Some results on the Signature and Cubature of the Fractional Brownian motion for $H>\frac{1}{2}$

TL;DR

This paper investigates the signature and cubature of fractional Brownian motion with Hurst parameter greater than 1/2, establishing convergence rates, bounds, and extending cubature methods beyond classical Brownian motion.

Contribution

It provides new convergence rate results, bounds for signature coefficients, and extends cubature techniques to fractional Brownian motion with H>1/2.

Findings

Expected signature convergence rate is 2H.

Uniform bounds for signature coefficients are established.

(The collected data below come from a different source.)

PR #93, opened 2020-12-01
JPERF-664 Use existing package for docker install.

kkulesza2:
Docker.kt was using package that apt-get couldn't find `apt list -a docker` revealed that there is in fact that package, but only with specific version.

Bumping the version solved the problem.

### DIFF
--- a/CHANGELOG.md
+++ b/CHANGELOG.md
@@ -26,6 +26,11 @@ Dropping a requirement of a major version of a dependency is a new contract.
 ## [Unreleased]
 [Unreleased]: https://github.com/atlassian/infrastructure/compare/release-4.17.3...master
 
+### Fixed
++ Bump version of the docker to `5:19.03.13`. Fix [JPERF-664]
+
+[JPERF-664]: https://ecosystem.atlassian.net/browse/JPERF-664
+
 ## [4.17.3] - 2020-11-25
 [4.17.3]: https://github.com/atlassian/infrastructure/compare/release-4.17.2...release-4.17.3
 
--- a/src/main/kotlin/com/atlassian/performance/tools/infrastructure/Docker.kt
+++ b/src/main/kotlin/com/atlassian/performance/tools/infrastructure/Docker.kt
@@ -28,7 +28,7 @@ internal class Docker {
         val release = ubuntu.getDistributionCodename(ssh)
         ubuntu.addRepository(ssh, "deb [arch=amd64] https://download.docker.com/linux/ubuntu $release stable", "docker");
 
-        val version = "5:19.03.8~3-0~ubuntu-$release"
+        val version = "5:19.03.13~3-0~ubuntu-$release"
         ubuntu.install(
             ssh = ssh,
             packages = listOf("docker-ce=$version"),


src/main/kotlin/com/atlassian/performance/tools/infrastructure/Docker.kt
```diff
@@ -28,7 +28,7 @@ internal class Docker {
         val release = ubuntu.getDistributionCodename(ssh)
         ubuntu.addRepository(ssh, "deb [arch=amd64] https://download.docker.com/linux/ubuntu $release stable", "docker");
 
-        val version = "5:19.03.8~3-0~ubuntu-$release"
```
dagguh, line 31: If old code was passing tests, then there's no proof the new code fixes a problem

kkulesza2: I reproduced it locally, after changing the version, everything seems to work just fine. And yes there's no proof, that was something that I was trying to tell you during slack conversation. But then I just created snapshot and bumped libraries locally.

mzyromski-atlassian:
Do we know why the problem exposes itself in specific scenarios only? E.g. it doesn't seem to affect our internal Jira regression tests (or at least not constantly) while it makes our cache replication test CI to fail permanently.

kkulesza2:
During installation docker image is taken from repository which is defined in particular infrastructure ( flocal for two infrastructures might be different on AWS and different on our internal regression).

mzyromski-atlassian:
OK, let's give it a try.

mzyromski-atlassian:
It would be great if you could amend the commit and fix the Jira ticket key. Also, a `Fixed` changelog entry would be nice, but we can add it when marking the next release as well.

src/main/kotlin/com/atlassian/performance/tools/infrastructure/Docker.kt
dagguh: Let's say we merge it as is.

Two months pass, another PR comes and updates this value. We'd have to ask you to re-check your local setup.

Or a different PR comes in and completely rewrites the impl (e.g. https://github.com/atlassian/infrastructure/pull/81). he PR author and reviewer don't remember you tested it locally in the past. So they merge it, release it, bump it. Maybe it breaks your local setup.
Undo the bump? But other tests already use the new behavior.
Live on a branch? But it quickly falls behind master, no new features and no bugfixes.
Revert in the lib? But it's already used in many places.

In the long-term, automatic tests are less work.

kkulesza2: Yes, then when the #81 will be merged, conflicts would probably stop the process, so I don't get where the problem is.

I agree that integration tests are desired, but it should be a task that is mainly focused on such things, not single bugfix that will just seal the destiny of one `apt-get install`.

dagguh: This one `apt-get install` is used hundreds of times every month by 5+ teams. It's very important to keep it working.

Conflicts might notice it or not. Or a new PR would not have the conflicts. And even if it is caught then we fall back to option A: asking you to re-test it locally.

CHANGELOG.md
```diff
@@ -28,8 +28,10 @@ Dropping a requirement of a major version of a dependency is a new contract.
 
 ### Fixed
 + Bump MySQL version to 5.7.32. Fix [JPERF-671].
++ Bump version of the docker to `5:19.03.13`. Fix [JPERF-664]
```
mzyromski-atlassian, line 31: This is wrong. We should have marked `5.17.3` release after it was performed. Let's merge https://github.com/atlassian/infrastructure/pull/94 and rebase this branch on `master`.

mzyromski-atlassian (approved):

Sharp decay bounds for expected signature are derived.

Abstract

In this work we present different results concerning the signature and the cubature of fractional Brownian motion (fBm). The first result regards the rate of convergence of the expected signature of the linear piecewise approximation of the fBm to its exact value, for a value of the Hurst parameter $H\in(\frac{1}{2},1)$. We show that the rate of convergence is given by $2H$. We believe that this rate is sharp as it is consistent with the result of Ni and Xu, who showed that the sharp rate of convergence for the Brownian motion (i.e. fBm with $H=\frac{1}{2}$) is given by $1$. The second result regards the bound of the coefficient of the rate of convergence obtained in the first result. We obtain an uniform bound for the coefficient for the $2k$-th term of the signature of $\frac{\tilde{A}k(2k-1)}{(k-1)!2^{k}}$, where $\tilde{A}$ is a finite constant independent of $k$. The third result regards the sharp decay rate of the expected signature of the fBm. We obtain a sharp bound for the $2k$-th term of the expected signature of $\frac{1}{k!2^{k}}$. The last results concern the cubature method for the fBm for $H>\frac{1}{2}$. In particular, we develop the framework of the cubature method for fBm, provide a bound for the approximation error in the general case, and obtain the cubature formula for the fBm in a particular setting. These results extend the work of Lyons and Victoir, who focused on the Brownian motion case.